Tuesday, January 15, 2019

The Joy Of Granddaughters


[“Let Inga Tell You,” La Jolla Light, published January 16, 2019] ©2019

I wrote last week about finding the ideal Christmas gift for Olof:  a slide rule.  I’d like to report that it is being lovingly slid on a daily basis.  Who knew there were so many reasons to calculate a logarithm?

But this Christmas was special for another milestone: For the first time ever,  I finally got to buy a grandchild a pair of earrings, in this case some sapphire-ish studs, her birthstone, to adorn her newly-pieced eight-year-old ears.

My adult life has included two husbands (I’m still married to one of them), two sons, two nephews, and a dog named Winston.  Nary a girl in sight until two lovely young women deigned to marry my sons (truthfully, we thought the ladies could do better) and produced two granddaughters (as well as three grandsons).  

I adore all five more than life itself.  But boys?  Been there, done that.  My sons were never all that interested in lunch and shopping.  And maybe that’s the good news. 

Hours after my first granddaughter’s birth, my fantasies went wild about all the things that we would do. I fervently hoped she would join a long line of proud feminists and enjoy learning about how her great-great, and great-great-greatgrandmothers were passionate suffragists, dedicated to the right of women to vote. 

It was clear to me when my sons were young that boys and girls were very different beings.  We would be at the home of a friend who had only girls, and my sons would be tearing around the house while the daughters were sitting on the floor dressing Barbies.  Clearly annoyed, the friend would say, “Could you please ask your sons to play quietly?”  And I’d think, “Sure, I can ask, but good luck with that.”  It’s not that they couldn’t be controlled or even compelled to sit, but “playing quietly” was an oxymoron.  It didn’t take too long until we pretty much didn’t have friends who only had girls. Not that girls can’t be holy terrors themselves. 

My two granddaughters (my other son produced a daughter 18 months after his brother did) are polar opposites.  Yet when they come together, they bond like long-lost siblings, perhaps because neither has a sister or even female cousin of her own.  Although both are theoretically Californians, I think they regard each other as exotic foreign exchange students,  each marveling at the dramatically different life of the other.

My older granddaughter lives in the uber-competitive world of West L.A.  She and her brothers all play multiple sports (both of their parents did in their youths as well) starting with Soccer Skills class at 18 months. It’s a rare holiday weekend that doesn’t include at least one tournament.

In a galaxy far far away, my younger granddaughter spends her weekends in Santa Cruz hiking public lands (for which they have annual passes) with her older brother and her parents, and invited friends, picking berries with which they make pies or jams when they get home. They raise chickens in the back yard for fresh eggs, and otherwise lead an unfrenetic life of wholesome organic-ness. 

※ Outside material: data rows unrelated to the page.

PR #422, opened 2026-08-18
fix: consistent dry-run behavior between NodeController and RuleContr…

### LINKED ISSUE #54: Inconsistent Dry-Run Behavior Between Controllers
Dry-run behavior differs between `RuleController` and `NodeController`

**Current Behavior**  
- `RuleController` evaluates dry-run rules and reports what would happen(here: https://github.com/kubernetes-sigs/node-readiness-controller/blob/main/internal/controller/nodereadinessrule_controller.go#L544).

When both granddaughters were here in July of 2017 for Olof’s and my joint 70th birthday celebration, I regularly fielded queries from one about the other.  West L.A. granddaughter observed in total astonishment, “Mormor, did you know that Molly doesn’t play a single sport?”  West L.A. granddaughter could not even fathom that there were children who didn’t have assorted athletic bags piled up by the front door.

Santa Cruz granddaughter was equally puzzled.  “So, you have to go somewhere after school every single day?”  She could not imagine that this would be a chosen life.

One afternoon when all the grandkids were in the pool, Santa Cruz granddaughter announced that she had to go to the bathroom.  So she jumped out of the pool, went behind the nearest semi-camouflaging philodendron, pulled down her suit, went, pulled it back up, and was back in the pool all within a matter of 30 seconds. 

West L.A. granddaughter was dumbstruck.  “Mormor,” she asked me later, “is that allowed?”
 
“Well,” I said, “it sort of depends on who your parents are.  And where you live.”  I explained that in her cousin’s world, she spends a lot of time hiking around park lands where there are not actual bathrooms, so that’s what you do. 

But the young ladies were a solidly united front hawking cherry tomatoes from our plants at our front gate at exorbitant prices to generous passers-by.  Farmer’s markets were a language they both understood.

When I learned that my older granddaughter had recently had her ears pierced, I was thrilled at the opportunity of a first-ever purchase of earrings for a child or grandchild.  I don’t know who got more pleasure from it, me shopping for them or her wearing them.  But it’s a whole new era. And I’m loving it.